6. Respiration concentrée

Installez-vous confortablement dans une position allongée dans un endroit calme et confortable. Respirez profondément et lentement par le nez, en vous concentrant sur les sensations ressenties. Sentez le ventre et la cage thoracique se soulever. Imaginez que l'air que vous respirez est rempli de paix et de tranquillité. Sentez qu'avec lui ils viennent à vous.

Expirez lentement. Imaginez que le stress et la tension vous quittent avec l'air. Lors de la prochaine expiration, ajoutez un mot sur lequel vous concentrer, par exemple « repos ». Continuez à respirer à ce rythme pendant 10 à 20 minutes.

Quand faire

Dans les situations stressantes, ainsi que le soir, pour soulager les tensions et se mettre au repos.

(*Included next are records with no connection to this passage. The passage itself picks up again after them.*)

PR #1282, opened 2020-12-12
Patch distilled page to have a useable menu

toluschr:
### What does this do?
The gruvbox-dark colorscheme was missing from the distilled-page themes. I added it as 'gruv'.
I also noticed that the topmenu was completely glitched on my system (Probably due to Ungoogled Chromium substituting Google-Api-Urls).

The first patch / commit transforms it to look like this:
image

The second patch adds the gruvbox-dark colorscheme to the options: (https://android.stackexchange.com/questions/218970/enable-chromes-reader-view-manually-when-it-isnt-offered)
image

Bonus: respiration avec relaxation progressive

Asseyez-vous sur une chaise confortable ou allongez-vous, fermez les yeux et respirez calmement et profondément. Commencez tour à tour à tendre et à détendre différents groupes musculaires: mains et avant-bras, épaules, visage, cou, poitrine et diaphragme, dos et abdomen, hanches, jambes, pieds. Serrez chaque zone pendant 5 à 10 secondes, détendez-vous - 15 à 20 secondes.

La technique vous aide à ressentir la différence entre ces deux états et, avec un entraînement approprié, à détendre les muscles souhaités dans lesquels vous ressentez une tension.

Quand faire

Avant de vous coucher ou lorsque vous voulez simplement vous détendre. La technique est également utile pour se débarrasser de l'anxiété.